In a word, every created or finite being may be regarded as matter or as spirit, according as it is accounted for by its external relations, as the reasons for what happen in it are to be found elsewhere than in its own explicit activity, or according as it shows clearly in itself the reasons for its own modifications, and also accounts for changes occurring in other beings. The externally conditioned is matter; the internally conditioned, the self-explanatory, is self-active, or spirit. Since all external relations are finally dependent on organic; since the ultimate source of all explanation must be that which is its own reason; since the ultimate source of all activity must be that which is self-active,—the final reason or source of matter is spirit.
[CHAPTER VIII.]
MATERIAL PHENOMENA AND THEIR REALITY.
We have seen the necessity and nature of matter as deductions from the fundamental principles of Leibniz.
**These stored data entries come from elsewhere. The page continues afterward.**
PR #118, opened 2021-09-10
Make network interface names predictable

bk201:
**Related issue**
https://github.com/harvester/harvester/issues/1197

**NOTE**: The UX in the network config dialog needs to be improved.
It takes time to configure IPs, using a spinner will be better.

### DIFF
--- a/package/harvester-os/files/etc/cos/bootargs.cfg
+++ b/package/harvester-os/files/etc/cos/bootargs.cfg
@@ -1,9 +1,9 @@
 set console_params="console=tty1"
 set kernel=/boot/vmlinuz
 if [ -n "$recoverylabel" ]; then
-    set kernelcmd="$console_params root=live:LABEL=$recoverylabel rd.live.dir=/ rd.live.squashimg=$img panic=5"
+    set kernelcmd="$console_params root=live:LABEL=$recoverylabel rd.live.dir=/ rd.live.squashimg=$img panic=5 net.ifnames=1"
 else
-    set kernelcmd="$console_params root=LABEL=$label cos-img/filename=$img panic=5"
+    set kernelcmd="$console_params root=LABEL=$label cos-img/filename=$img panic=5 net.ifnames=1"
 fi
 
 set initramfs=/boot/initrd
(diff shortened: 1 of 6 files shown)


gitlawr:
We used the mgmtInterface as the `kube-vip.config.vip_interface` in helmchartconfig. Need to evaluate the impact on vip side with this change @yaocw2020

guangbochen (approved):
LGTM

package/harvester-os/files/etc/cos/bootargs.cfg
```diff
@@ -1,9 +1,9 @@
 set console_params="console=tty1"
 set kernel=/boot/vmlinuz
 if [ -n "$recoverylabel" ]; then
-    set kernelcmd="$console_params root=live:LABEL=$recoverylabel rd.live.dir=/ rd.live.squashimg=$img panic=5"
+    set kernelcmd="$console_params root=live:LABEL=$recoverylabel rd.live.dir=/ rd.live.squashimg=$img panic=5 net.ifnames=1"
 else
-    set kernelcmd="$console_params root=LABEL=$label cos-img/filename=$img panic=5"
+    set kernelcmd="$console_params root=LABEL=$label cos-img/filename=$img panic=5 net.ifnames=1"
```
yaocw2020, line 6: Is It the key modification to set net.ifnames as 1 to make the network interfaces predictable? Referring to https://man7.org/linux/man-pages/man8/systemd-udevd.service.8.html, it seems that the default value of net.ifnames is 1.
```
       net.ifnames=
           Network interfaces are renamed to give them predictable names
           when possible. It is enabled by default; specifying 0
           disables it.
```

guangbochen:
additionally, the time to get the IP of each NIC is comparatively slow, can we either improve it or add spinner for now, thanks

package/harvester-os/files/etc/cos/bootargs.cfg
bk201: it disabled by default in leap 15.3 from my test.

yaocw2020:
> We used the mgmtInterface as the `kube-vip.config.vip_interface` in helmchartconfig. Need to evaluate the impact on vip side with this change @yaocw2020

It is supposed to have no impact on the VIP.

yaocw2020 (approved):

alexdepalex:
Adding net.ifnames should also be included in the ipxe-examples.

bk201:
> Adding net.ifnames should also be included in the ipxe-examples.

https://github.com/harvester/ipxe-examples/pull/14
A PR is created, thanks!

We have seen that matter is a phenomenon or manifestation of spirit in an imperfect and confused way. But why should it appear as moving, as extended, as resisting, as having cohesion, with all the concrete qualities which always mark it? Is there any connection between these particular properties of matter as physical, and its “metaphysical” or ideal character? These are the questions which now occupy us. Stated more definitely, they take the following form: Is there any essential connection between the properties of matter as a metaphysical element, and its properties as a sensible fact of experience? Leibniz holds that there is. He does not, indeed, explicitly take the ground that we can deduce a priori all the characteristics of matter as a fact of actual experience from its rational notion, but he thinks we can find a certain analogy between the two, that the sensible qualities are images or reflexes of the spiritual qualities, witnessing, so far as possible, to their origin in pure energy.